This is a very bright and luxuriant panel, with a lot of interesting details. Yet it is also a fairly puzzling work, at least for your ‘average public’. For instance, it quickly gathered a record number of ‘likes’ on Facebook but also a large number of questions about its content.

In short, the ‘content’ of this panel could be described as the depiction of Christ as the Salvator Mundi, or the Saviour of the World. And basically the whole post will be about this very motif, and the use these ‘glass balls’ in it (although I will have to delve into a number of very different stories, too).

I will write extensively about these ‘orbs’, and and will show a few more works of this master in this context, too. But before I forgot, I would like to show one more detail of this panel that also depicts some reflections. This detail shows a very decorative clasp, or a medallion, on the Christ’s chest:

Its central stone, or a bead, looks like a miniature convex mirror, with a reflection of the light beams in its surface appropriately resembling a cross.  I habitually gather such examples of the ‘jewellery mirrors’, though I never managed to write a proper overview of these ‘mini-mirrors’. In the next life, perhaps.

Back to the orb.

I wrote ‘also depicts a reflection’ when describing this bead, however, this description may not be very applicable to the orb itself. I will show this glass orb one more time, below, now in a large context of this panel:

It looks like a convex mirror but it is not quite it. The closest analogue that comes to mind is those souvenir ‘snow globes‘ that show miniature scenes of various kinds inside their glass balls, often with an effect of the ‘falling snow’ when shaken.  With snow or without, this orb does not seem to reflect but rather presents, displays the world inside it, somewhat similar to an old TV set.

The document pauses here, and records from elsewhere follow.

PR #2383, opened 2025-02-22
feat: add ripgrep-all support for search

paperbenni:
ripgrep-all supports all options which are currently used for ripgrep. 
In the future, this could get spun out into  external/rga.rs, but as of now it would be a complete copy of rg.rs with even more duplicated code in the search function. 
I do not know if making use of features which ripgrep-all does not have is at all on any roadmap, so I went for the simpler solution.

### DIFF
--- a/yazi-plugin/src/external/rg.rs
+++ b/yazi-plugin/src/external/rg.rs
@@ -7,13 +7,15 @@ use yazi_shared::url::Url;
 
 pub struct RgOpt {
 	pub cwd:     Url,
+	pub rga:     bool,
 	pub hidden:  bool,
 	pub subject: String,
 	pub args:    Vec<String>,
 }
 
 pub fn rg(opt: RgOpt) -> Result<UnboundedReceiver<File>> {
-	let mut child = Command::new("rg")
+	let commandname = if opt.rga { "rga" } else { "rg" };
+	let mut child = Command::new(commandname)
 		.args(["--color=never", "--files-with-matches", "--smart-case"])
 		.arg(if opt.hidden { "--hidden" } else { "--no-hidden" })
 		.args(opt.args)
--- a/yazi-proxy/src/options/search.rs
+++ b/yazi-proxy/src/options/search.rs
@@ -35,9 +35,9 @@ impl TryFrom<CmdCow> for SearchOpt {
 pub enum SearchOptVia {
 	// TODO: remove `None` in the future
 	None,
-	Rga,
 	Rg,
 	Fd,
+	Rga,
 }
 
 impl From<&str> for SearchOptVia {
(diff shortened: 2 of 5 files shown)


sxyazi:
> ripgrep-all supports all options which are currently used for ripgrep.

I haven't used `ripgrep-all` myself, it's an enhanced version of `ripgrep`, meaning that `ripgrep-all` includes all the features available in `ripgrep` and has roughly the same performance. 

If that's the case, wouldn't it make more sense to switch to `ripgrep-all` so that users can search through a wider range of file types?

paperbenni:
Ripgrep-all is a wrapper for ripgrep. 

It does have the same search performance, but because it can search through more files, it is more expensive to run. Parsing large PDF files can take lots of resources, which users might not be expecting. Rga does have a cache, and considering what it can do I find its performance truly incredible, but by definition it's more expensive. 

I have yet to come across a rg option which rga does not support, but it does not explicitly claim being a superset of ripgrep.

I would not suggest using it as a default, but it would definitely be fine for yazi to treat it the same as ripgrep

yazi-plugin/src/external/rg.rs
```diff
@@ -7,13 +7,15 @@ use yazi_shared::url::Url;
```
sxyazi, line 7: Please copy it as a new `rga.rs`

yazi-proxy/src/options/search.rs
```diff
@@ -35,6 +35,7 @@ impl TryFrom<CmdCow> for SearchOpt {
 pub enum SearchOptVia {
 	// TODO: remove `None` in the future
 	None,
+	Rga,
 	Rg,
 	Fd,
```
sxyazi, line 40:
```suggestion
	Rg,
	Fd,
	Rga,
```

yazi-proxy/src/options/search.rs
```diff
@@ -53,6 +55,7 @@ impl Display for SearchOptVia {
 	fn fmt(&self, f: &mut std::fmt::Formatter<'_>) -> std::fmt::Result {
 		f.write_str(match self {
 			Self::Rg => "rg",
+			Self::Rga => "rga",
 			Self::Fd => "fd",
```
sxyazi, line 59:
```suggestion
			Self::Rg => "rg",
			Self::Fd => "fd",
			Self::Rga => "rga",
```

sxyazi (changes requested):

yazi-plugin/src/external/rg.rs
paperbenni: Did that :)

sxyazi (approved):
Thank you!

This topic, of the ‘mirrors reflecting’ vs ‘mirrors displaying’ something, is a big one, and it would deserve a special post or a few (and I won’t be dealing with in in this post.)  Just for the record, I’ve touched this topic recently when talking about the mirror crystals of the Narcissus Fountain from the Roman de la Rose, and before that I also briefly wrote about the mirror-visors in the Pilgrimage of the Soul, by Guillaume de Deguileville. But to explore this topic seriously, I would need to spend more time (and write more texts) about the different ideas about optics as well as about human (visual) perceptions they held in the (post) Medieval times, and so I need park it for a moment.

Speaking specifically about these orbs, I actually also showed one of them already, when writing about (the absence of) mirrors of Leonardo da Vinci.  Back then I wrote about one specific work that has resurfaced recently and been attributed to Leonardo da Vinci (though I have to add that this attribution is widely contested).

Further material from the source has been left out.